What to produce = All lines from the line containing "on referenced records" up to and including the last line of the entries must be written out exactly, with no others.

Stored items

───

PR #697, opened 2021-12-16
importer: improve the indexing after import

kprzerwa:
* address ConflictError on referenced records

### DIFF
--- a/cds_ils/importer/importer.py
+++ b/cds_ils/importer/importer.py
@@ -15,6 +15,7 @@ from invenio_app_ils.proxies import current_app_ils
 from invenio_app_ils.records_relations.api import RecordRelationsParentChild
 from invenio_app_ils.relations.api import Relation
 from invenio_db import db
+from invenio_indexer.api import RecordIndexer
 from invenio_pidstore.models import PersistentIdentifier
 from invenio_search import current_search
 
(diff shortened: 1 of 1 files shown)


cds_ils/importer/importer.py
```diff
@@ -148,13 +148,26 @@ def index_all_records(self):
...
-        eitem = self.eitem_importer.eitem_record
-        if eitem:
+        document_class = current_app_ils.document_record_cls
+        series_class = current_app_ils.series_record_cls
+        eitem_class = current_app_ils.eitem_record_cls
+
+        eitem_imported = self.eitem_importer.eitem_record
+        if eitem_imported:
+            # refetch record
+            eitem = eitem_class.get_record_by_pid(eitem_imported["pid"])
```
jrcastro2, line 158: Why do we need to refetch the record every time?

kprzerwa: to be sure we get the latest version, since the import is performed in the celery task

cds_ils/importer/importer.py
```diff
@@ -148,13 +148,26 @@ def index_all_records(self):
...
             eitem_indexer.index(eitem)
+            time.sleep(1)
```
ntarocco, line 160: why the `time.sleep`? :)

cds_ils/importer/importer.py
```diff
@@ -148,13 +148,26 @@ def index_all_records(self):
...
 
-        document_indexer.index(self.document)
+        # refetch record
+        document = document_class.get_record_by_pid(self.document["pid"])
+        document_indexer.index(document)
+        time.sleep(1)
```
ntarocco, line 165: Same here. If you need to wait for ES indexing, please use the config var ES DELAY as we are doing with the tasks.

ntarocco: And again below :)

zzacharo (approved):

───

Output of the task =
* address ConflictError on referenced records

### DIFF
--- a/cds_ils/importer/importer.py
+++ b/cds_ils/importer/importer.py
@@ -15,6 +15,7 @@ from invenio_app_ils.proxies import current_app_ils
 from invenio_app_ils.records_relations.api import RecordRelationsParentChild
 from invenio_app_ils.relations.api import Relation
 from invenio_db import db
+from invenio_indexer.api import RecordIndexer
 from invenio_pidstore.models import PersistentIdentifier
 from invenio_search import current_search
 
(diff shortened: 1 of 1 files shown)


cds_ils/importer/importer.py
```diff
@@ -148,13 +148,26 @@ def index_all_records(self):
...
-        eitem = self.eitem_importer.eitem_record
-        if eitem:
+        document_class = current_app_ils.document_record_cls
+        series_class = current_app_ils.series_record_cls
+        eitem_class = current_app_ils.eitem_record_cls
+
+        eitem_imported = self.eitem_importer.eitem_record
+        if eitem_imported:
+            # refetch record
+            eitem = eitem_class.get_record_by_pid(eitem_imported["pid"])
```
jrcastro2, line 158: Why do we need to refetch the record every time?

kprzerwa: to be sure we get the latest version, since the import is performed in the celery task

cds_ils/importer/importer.py
```diff
@@ -148,13 +148,26 @@ def index_all_records(self):
...
             eitem_indexer.index(eitem)
+            time.sleep(1)
```
ntarocco, line 160: why the `time.sleep`? :)

cds_ils/importer/importer.py
```diff
@@ -148,13 +148,26 @@ def index_all_records(self):
...
 
-        document_indexer.index(self.document)
+        # refetch record
+        document = document_class.get_record_by_pid(self.document["pid"])
+        document_indexer.index(document)
+        time.sleep(1)
```
ntarocco, line 165: Same here. If you need to wait for ES indexing, please use the config var ES DELAY as we are doing with the tasks.

ntarocco: And again below :)

zzacharo (approved):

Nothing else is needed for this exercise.